PR #773, opened 2024-08-27
DEV: Update ace-editor usage

CvX:
AceEditor is now a glimmer component (see: https://github.com/discourse/discourse/pull/28492) and it follows the "data down, actions up" pattern.


davidtaylorhq (approved):

romanrizzi:
@CvX - Is this backwards-compatible, or do we need to update `.discourse-compatibility`?

CvX:
It's not _strictly_ backward compatible 😅 but there already is a `< 3.4.0.beta1-dev` (i.e. the current core version) entry in .d-compat file, so I think this covers it?

PR #777, opened 2024-08-28
FEATURE: allow embedding based search without hyde

SamSaffron:
This allows callers of embedding based search to bypass hyde.

Hyde will expand the search term using an LLM, but if an LLM is
performing the search we can skip this expansion.

It also introduced some tests for the controller which we did not have

### DIFF
--- a/lib/embeddings/semantic_search.rb
+++ b/lib/embeddings/semantic_search.rb
@@ -30,6 +30,43 @@ module DiscourseAi
         Discourse.cache.read(embedding_key).present?
       end
 
+      def vector_rep
+        @vector_rep ||=
+          DiscourseAi::Embeddings::VectorRepresentations::Base.current_representation(
+            DiscourseAi::Embeddings::Strategies::Truncation.new,
+          )
+      end
+
+      def hyde_embedding(search_term)
+        digest = OpenSSL::Digest::SHA1.hexdigest(search_term)
+        hyde_key = build_hyde_key(digest, SiteSetting.ai_embeddings_semantic_search_hyde_model)
+
+        embedding_key =
+          build_embedding_key(
+            digest,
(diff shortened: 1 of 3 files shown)


lib/embeddings/semantic_search.rb
```diff
@@ -43,28 +44,42 @@ def search_for_topics(query, page = 1)
...
+                vector_rep.vector_from(hypothetical_post)
+              end
+        else
+          embedding_key = build_embedding_key(digest, "", SiteSetting.ai_embeddings_model)
+
+          search_embedding =
+            Discourse
+              .cache
+              .fetch(embedding_key, expires_in: 1.week) { vector_rep.vector_from(search_term) }
+        end
```
lis2, line 78: I think that this method is having too much responsibility. What would you say about extracting 2 private methods like `search_embedding_with_hyde` and `search_embedding_without_hyde`. 

Then:
```ruby
search_embedding = if hyde
  search_embedding_with_hyde
else
  search_embedding_without_hyde
end
```

lib/embeddings/semantic_search.rb
```diff
@@ -43,28 +44,42 @@ def search_for_topics(query, page = 1)
...
 
         candidate_topic_ids =
           vector_rep.asymmetric_topics_similarity_search(
-            hypothetical_post_embedding,
+            search_embedding,
```
lis2, line 82: Or even we can totally skip assignment and go with
```ruby
hyde ? search_embedding_with_hyde : search_embedding_without_hyde
```

lis2 (approved):

lib/embeddings/semantic_search.rb
SamSaffron: I will split it up a bit, no probs

PR #778, opened 2024-08-28
FEATURE: smooth streaming animation for summarization

keegangeorge:
This PR adds a smoother streaming animation to summarization, similar to what was added for AI bot in: https://github.com/discourse/discourse-ai/pull/413.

********************

#### [TASK TO COMPLETE]
Return every line of the records in which the word "FEATURE" is found.

#### [OUTPUT FOR THIS TASK]
FEATURE: allow embedding based search without hyde
FEATURE: smooth streaming animation for summarization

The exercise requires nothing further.